The sad part about the art-making process is that it takes a long time and requires money, especially if it’s a huge project like an animated film or a video game.

Triple-A video games such as “Assassin’s Creed Valhalla,” “Cyberpunk 2077” and “Red Dead Redemption 2” had budgets that ranged from $80 million to $100 million and can take from five to eight years to create.

Animated films are well-known for having intensive workloads and huge budgets, from an average budget being $50 million and going up to $260 million. The other price of animation is that it also requires a specialized set of skills that necessitate years of training and occasionally entirely new software to create never-before-seen effects and animation.

This is where the real dilemma about AI art comes into play.

AI can create dozens of near professional level art pieces, such as concept art for animation and video games or editorial art for newspaper articles within minutes.

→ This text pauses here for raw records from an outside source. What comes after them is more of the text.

PR #2780, opened 2023-03-08
update appconfig migration to handle existing record

### LINKED ISSUE #2779: DB migration fails from `2.7.x` --> `2.8.x` if `applicationconfig` record is present
### Bug Description

if you've used the `PATCH /api/v1/config` endpoint in `2.7.x`, and then you upgrade to `2.8.x`, your db migration will fail.

**NOTE**:  This only impacts cases where users have hit the _brand new_ `PATCH /api/v1/config` (added in `2.7.0`, https://github.com/ethyca/fides/pull/2551) at some point while running a `2.7.x` fides. that API is _not_ hit by the UI, so a user would need to explicitly invoke the API manually. we don't anticipate that anyone (besides some advanced internal users!) has done this.

#### Steps to Reproduce

1. `git fetch --tags`
2. `git checkout tags/2.7.1`
3. `nox -s dev`
4. go to swagger UI, make a call against the `PATCH /api/v1/config` endpoint
5. `nox -s teardown`
6. `git checkout tags/2.8.1`
7. `nox -s dev`
8. notice your db migration fail and the app will fail to start up

### Expected behavior

app should start up fine _even if_ you happened to hit the `PATCH /api/v1/config` endpoint on `2.7.x`

### Additional context

@RobertKeyser hit this on fides cloud, since he'd used the `PATCH /api/v1/config` as an advanced user when `2.7.x` was running.

Stack trace for the migration failure attached: [migration_failure.txt](https://github.com/ethyca/fides/files/10925050/migration_failure.txt)

adamsachs:
Closes #2779 

### Code Changes

* include a `server_default` of encrypted `{}` value when creating the `config_set` column in migration, so as to handle cases where an existing `appconfig` record exists while allow the new column to be nullable.

### Steps to Confirm

* see issue description for repro steps

### Pre-Merge Checklist

* Documentation:
* [ ] Update `CHANGELOG.md`

### Description Of Changes

~~the proposed solution is not ideal - i'm not sure of a truly clean way to handle this. the column in question here is a new column in `2.8.x` and it's an encrypted JSON column that ideally should be non-nullable. before this change, the problem with the migration was that it just added the non-nullable column to the table, but doesn't account for the fact that there may be an existing record in the db, even though that's _quite a narrow edge case_. but in that case, the new non-nullable column is added to the record, but the column is obviously null since it didn't exist, and that's the error we get.~~ 

the "obvious" fix would be to give that column a `server_default` when creating it in the migration, so that it's not null. ~~but i don't think we can do effectively that from the context of the migration, since it's encrypted JSON, and it's not like the migration has access to the app encryption key.~~ UPDATE - i was totally wrong about this, thanks to @pattisdr for showing me that we do indeed have access to the app encryption key in the migration. so this is the path i've decided on now!

it's worth noting that this is handling a pretty narrow edge case - but @RobertKeyser did run into it on a migration of an internally hosted app, so it's worth us fixing!

### DIFF
--- a/src/fides/api/ctl/migrations/versions/c9ee230fa6da_add_config_set_column_to_application_.py
+++ b/src/fides/api/ctl/migrations/versions/c9ee230fa6da_add_config_set_column_to_application_.py
@@ -8,6 +8,16 @@ Create Date: 2023-02-01 15:13:52.133075
 import sqlalchemy as sa
 import sqlalchemy_utils
 from alembic import op
+from sqlalchemy import text
+from sqlalchemy.dialects.postgresql import JSON
+from sqlalchemy.sql.elements import TextClause
+from sqlalchemy_utils.types.encrypted.encrypted_type import (
+    AesGcmEngine,
+    StringEncryptedType,
+)
+
+from fides.api.ops.db.base_class import JSONTypeOverride
+from fides.core.config import CONFIG
 
 # revision identifiers, used by Alembic.
 revision = "c9ee230fa6da"
@@ -17,13 +27,27 @@ depends_on = None
 
 
 def upgrade():
+    encryptor = sqlalchemy_utils.types.encrypted.encrypted_type.StringEncryptedType(
+        JSONTypeOverride,
+        CONFIG.security.app_encryption_key,
+        AesGcmEngine,
+        "pkcs5",
+    )
+    empty_obj = encryptor.process_bind_param({}, JSON)
+
     op.add_column(
         "applicationconfig",
         sa.Column(
             "config_set",
-            sqlalchemy_utils.types.encrypted.encrypted_type.StringEncryptedType(),
+            StringEncryptedType(),
             nullable=False,
+            server_default=empty_obj,
         ),
+    )
+
+    # reset the server_default now that it's initial value has been set
+    op.alter_column(
+        "applicationconfig", "config_set", nullable=False, server_default=None
     )
 
     # include this update here to make up for an earlier miss when creating the table


src/fides/api/ctl/migrations/versions/c9ee230fa6da_add_config_set_column_to_application_.py
```diff
@@ -22,10 +24,28 @@ def upgrade():
...
         ),
     )
 
+    # Data migration - delete the existing app config record, if it exists
+    # since we're making a new encrypted JSON column, we can't reasonably set a default
+    # so we must just delete and start over. up to this point, users could only have
+    # the storage.active_default_storage_type property set in this record. they will have
+    # to reset it after this migration
+    bind = op.get_bind()
+    existing_appconfig: TextClause = bind.execute(
```
pattisdr, line 37: eh, this type looks like it's a ResultProxy instead of a TextClause, but I've made that type mistake on earlier migrations!

src/fides/api/ctl/migrations/versions/c9ee230fa6da_add_config_set_column_to_application_.py
```diff
@@ -22,10 +24,28 @@ def upgrade():
         sa.Column(
             "config_set",
             sqlalchemy_utils.types.encrypted.encrypted_type.StringEncryptedType(),
-            nullable=False,
+            nullable=True,  # keep it nullable to start, in case we have any existing records
```
pattisdr, line 27: Alternatively, if you want to keep an existing applicationconfig record instead of deleting, you can provide a server default, and then get rid of that default later.  so here, something like:

```python
from sqlalchemy.dialects.postgresql import JSON
from fides.core.config import CONFIG

encryptor = sqlalchemy_utils.types.encrypted.encrypted_type.StringEncryptedType(
    JSONTypeOverride,
    CONFIG.security.app_encryption_key,
    AesGcmEngine,
    "pkcs5",
)
val = encryptor.process_bind_param({}, JSON)

op.add_column(
    "applicationconfig",
    sa.Column(
        "config_set",
        sqlalchemy_utils.types.encrypted.encrypted_type.StringEncryptedType(),
        nullable=False,
        server_default=val,
    ),
)

...and then at the end....
op.alter_column(
   "applicationconfig", "config_set", nullable=False, server_default=None
)

```

pattisdr (commented):
this looks fine! I've provided some other optional paths, but this is good too.

src/fides/api/ctl/migrations/versions/c9ee230fa6da_add_config_set_column_to_application_.py
adamsachs: oh wait, my whole reasoning for going the way i did (deletion) was because i'd assumed we don't have access to our fides `CONFIG` in the migration context. but maybe that assumption is wrong? i should have at least tried to verify it. i'll give it a try now - thanks for suggesting this!

adamsachs: it looks like this does indeed work! thank you again for the pointer here @pattisdr . my new commit uses this approach - i don't even think we need to get rid of the default later, it will be overwritten naturally on server bootup, which is fine.

src/fides/api/ctl/migrations/versions/c9ee230fa6da_add_config_set_column_to_application_.py
adamsachs: good catch - will no longer be relevant in my new commit though, so resolving :)

src/fides/api/ctl/migrations/versions/c9ee230fa6da_add_config_set_column_to_application_.py
```diff
@@ -22,10 +24,28 @@ def upgrade():
...
+    # to reset it after this migration
+    bind = op.get_bind()
+    existing_appconfig: TextClause = bind.execute(
+        text("SELECT id FROM applicationconfig;")
+    )
+    for row in existing_appconfig:
+        update_app_config_query: TextClause = text(
+            "DELETE from applicationconfig WHERE id= :appconfig_id"
+        )
+        bind.execute(update_app_config_query, {"appconfig_id": row["id"]})
```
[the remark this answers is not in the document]
adamsachs: good call - but should no longer be needed at all :)

src/fides/api/ctl/migrations/versions/c9ee230fa6da_add_config_set_column_to_application_.py
pattisdr: By the default, I'm not talking about the row contents, I mean this will still be value postgres considers its server default. I'd personally revert the server default right after since this was specifically for migration purposes only. 

Benefits of reverting back to null means if somewhere in the application tries to set this to applicationconfig_set to nullin the future, we'll be prevented from doing that at the database level, instead of it being set to an encrypted empty dict.

Current state here:
```
                                               Table "public.applicationconfig"
   Column   |           Type           | Collation | Nullable |                            Default                            
------------+--------------------------+-----------+----------+---------------------------------------------------------------
 id         | character varying(255)   |           | not null | 
 created_at | timestamp with time zone |           |          | now()
 updated_at | timestamp with time zone |           |          | now()
 api_set    | character varying        |           | not null | 
 single_row | boolean                  |           | not null | 
 config_set | character varying        |           | not null | 'QrPxq7t+8fWmVwJ/47xkFnYEhNOEuQyIlVPLJOou'::character varying

```

adamsachs: got it - i didn't totally grasp what a `server_default` was, so this makes sense -- thank you! i'll update accordingly.

adamsachs: updated in latest commit - let me know if it looks good to you @pattisdr! did some manual validation locally too.

pattisdr (approved):

PR #2817, opened 2023-03-13
Update miscellaneous dependencies for clients/admin-ui and clients/privacy-center

NevilleS:
### Description Of Changes

This bundles all 10 of the currently open @dependabot updates for the clients/admin-ui and clients/privacy-center together into a single PR for sanity: all of these should be pretty innocent changes, but merging all 10 of those individually would tie up our GitHub actions runner forever...!


NevilleS (commented):
LGTM! All green, and the only notable update is bumping Cypress to 12.x on the Privacy Center... but the Cypress suite passed there so we're good 👍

There are artists who have spent their entire lives building skills so they can eventually work in their dream jobs. There are also current professionals whose entire livelihoods are at stake if AI fully takes over.

However, there is hope.

Three artists including Sarah Andersen, Kelly McKernan and Karla Ortiz have started a lawsuit suing OpenAI, Stability AI and Midjourney for using their art and other artists’ works without permission in the AI’s datasets.

They intend to set legal precedent for AI art programs, stating that they want AI “to be fair and ethical for everyone.”

If this lawsuit is successful, it would mean that AI programs have to ask for explicit consent before training on any images. They would also have to remove all copyrighted images from their datasets or face more lawsuits in the future.

I understand that technology will always be advancing, but a human mind can never be implemented in a computer.

AI relies on stealing from not just big-name companies like Disney or Warner Brothers, but also smaller, independent artists that need art to survive.

Creativity is inherently a human trait, and a computer can never mimic the brain of an artist.